GENOVA-Si può davvero condannare la gente alla cancellazione di Dostoevskij di fronte all'aggressione dell’Ucraina? E al ripudio della musica sublime diretta da Valerij Abisalovic Gergev reo di essere compagno di classe di Putin? O alla voce della Netrebko? È ragionevole diventare russofobi tout-court, senza distinzioni tra la follia di un dittatore e il suo immenso popolo? E è giusto, sì uso volutamente il termine "giusto", che a Genova si cancelli un evento teatrale su Dostoevskij perché patrocinato anche dal consolato russo?
Per me no. La guerra va ripudiata e la cultura serve anche a realizzare questa operazione. Avremmo dovuto rinunciare ai grandi romanzieri americani degli anni Cinquanta perché i marines di Johnson avevano occupato il Vietnam? O alla letteratura francese quando i bombardieri di Sarkozy e di altri paesi, ancorché autorizzati dal consiglio di sicurezza dell’Onu, nel 2011 tempestarono la Libia del dittatore Gheddafi? Per me no.
Quindi a Cechov non rinuncerò. Non rinuncio a Cechov per colpa di Putin. Non rinuncio alla sua immensa cultura e soprattutto al suo amore per Genova. Ricordate il breve dialogo ne "Il Gabbiano"? Quando Medvedenko chiede al dottor Dorn quale città del mondo preferiva? E Dorn risponde: "Genova….C’è una meravigliosa folla nelle sue strade. Quando esci la sera, dall’albergo, sono tutte gremite di gente. Ti muovi in mezzo alla folla senza una méta, su e giù, a zigzag, vivi della sua vita, ti fondi con essa psichicamente e cominci a credere che in realtà sia possibile un'unica anima universale…".

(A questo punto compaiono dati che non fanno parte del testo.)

PR #384, opened 2019-06-20
use isFeatureEnabled for security features check

jlipps:
https://github.com/appium/appium-base-driver/pull/328 needs to be published before this will work

### DIFF
--- a/lib/commands/logging.js
+++ b/lib/commands/logging.js
@@ -3,6 +3,8 @@ import IOSLog from '../device-log/ios-log';
 import IOSCrashLog from '../device-log/ios-crash-log';
 import logger from '../logger';
 
+const GET_SERVER_LOGS_FEATURE = 'get_server_logs';
+
 
 let commands = {}, helpers = {}, extensions = {};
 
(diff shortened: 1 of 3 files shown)


lib/commands/logging.js
```diff
@@ -3,6 +3,8 @@ import IOSLog from '../device-log/ios-log';
 import IOSCrashLog from '../device-log/ios-crash-log';
 import logger from '../logger';
 
+const SERVER_LOGS_FEAT_NAME = 'get_server_logs';
```
mykola-mokhnach: how about `GET_SERVER_LOGS_FEATURE` ?

lib/commands/logging.js
```diff
@@ -38,9 +40,9 @@ extensions.supportedLogTypes = {
   server: {
     description: 'Appium server logs',
     getter: (self) => {
-      if (!self.relaxedSecurityEnabled) {
-        throw new Error('Appium server must have relaxed security flag set ' +
-                        'in order to retrieve server logs');
+      if (!self.isFeatureEnabled(SERVER_LOGS_FEAT_NAME)) {
+        throw new Error(`Security level does not allow feature '${SERVER_LOGS_FEAT_NAME}'. ` +
+                        `See Appium documentation for allowing insecure features.`);
```
imurchie: Can this link to the actual docs?

jlipps: Yes, will work on actual docs. Also will write a function that simply takes a feature name and description and generates this error message, so they all have the same format.

imurchie: That sounds great!

jlipps: `ensureFeatureEnabled` links to actual docs.

PR #400, opened 2019-09-20
fix: better handling page selection on page change in web view

imurchie:
Move setting the context to _before_ setting the page in the remote debugger. This way subsequent calls to functions will get the new context, rather than the old. Since `onPageChange` is called asynchronously, whenever the Web Inspector notifies of a page change, the automating script can be trying to do things with the webview while this change is happening.

In `appium-remote-debugger` setting the page happens immediately but it sometimes takes a while to get a confirmation back from the Web Inspector.

First part of working on https://github.com/appium/appium/issues/13263

### DIFF
--- a/lib/commands/context.js
+++ b/lib/commands/context.js
@@ -363,9 +363,18 @@ extensions.onPageChange = async function onPageChange (pageChangeNotification) {
 
   if (util.hasValue(newPage)) {
     this.selectingNewPage = true;
-    await this.remote.selectPage(appIdKey, parseInt(newPage, 10));
-    this.selectingNewPage = false;
-    this.curContext = `${appIdKey}.${newPage}`;
+    const oldContext = this.curContext;
+    try {
+      this.curContext = `${appIdKey}.${newPage}`;
+      await this.remote.selectPage(appIdKey, parseInt(newPage, 10));
+    } catch (err) {
+      // if there was a problem, do not stay in the new context, which we did
+      // not successfully get into in the Web Inspector
+      this.curContext = oldContext;
+      throw err;
+    } finally {
+      this.selectingNewPage = false;
+    }
   }
   this.windowHandleCache = pageArray;
 };


lib/commands/context.js
```diff
@@ -363,9 +363,18 @@ extensions.onPageChange = async function onPageChange (pageChangeNotification) {
...
-    this.selectingNewPage = false;
-    this.curContext = `${appIdKey}.${newPage}`;
+    const oldContext = this.curContext;
+    try {
+      this.curContext = `${appIdKey}.${newPage}`;
+      await this.remote.selectPage(appIdKey, parseInt(newPage, 10));
+    } catch (err) {
+      // if there was a problem, do not stay in the new context, which we did
+      // not successfully get into in the Web Inspector
+      this.curContext = oldContext;
```
mykola-mokhnach: cannot we simply set the new value to curContext after the call to selectPage is completed? Then it won't be necessary to reset it back here. Or it is used somewhere inside selectPage call?

imurchie: It is used when doing anything else in a webview.

So... say you are on a page and open a new page, to which we automatically switch. The Web Inspector will notify of a new page listing, we will choose it by selecting the page, which notifies `appium-remote-debugger` to talk to it, while also sending a message to the Web Inspector that it is what we want to talk to. The Web Inspector seems to always immediately do that, but does _not_ always reply right away.

If we set the current context _after_ getting a receipt from the Web Inspector, we have to wait as long as that takes in order to communicate with the page, even though we are perfectly capable of doing the communication. So anything the user tries to do goes to the _old_ page while we wait for the Web Inspector to get its act in gear and reply.

imurchie: That being said, I'm still working on getting this tuned right. Closing windows is being annoying.

imurchie:
Moving this into `appium-xcuitest-driver` so as to not mess with this module.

I russi sono una cosa. La maggioranza, la stragrandissima maggioranza dei russi, molti del quali oppressi e senza libertà, senza la libertà di un gabbiano magari visto volare proprio a Genova quando Cechov vi soggiornò brevemente nel 1894, sono una cosa molto diversa dai capi del Cremlino.
Come fece Cechov visitate il cimitero di Staglieno e passate nel campo dei partigiani davanti alla tomba di un uomo che a trentasei anni morì per noi, per difenderci dai nazisti. Si chiamava Fiodor Poletaev, era nato a Gorlowo in Russia nel 1909. Morì ucciso da una fucilata al collo a Cantalupo vicino Alessandria. Combatteva con i partigiani della Pinan Cichero lui sergente dell’Armata Rossa. Lo chiamavano il gigante Fiodor per la sua stazza. Ha avuto la medaglia d’oro al valor militare. Insomma, si è fatto ammazzare anche per noi genovesi.
Con Putin non ha nulla che fare. Come Anton Pavlovic Cechov. Le sue parole aiutano sempre. Anche con la guerra in faccia.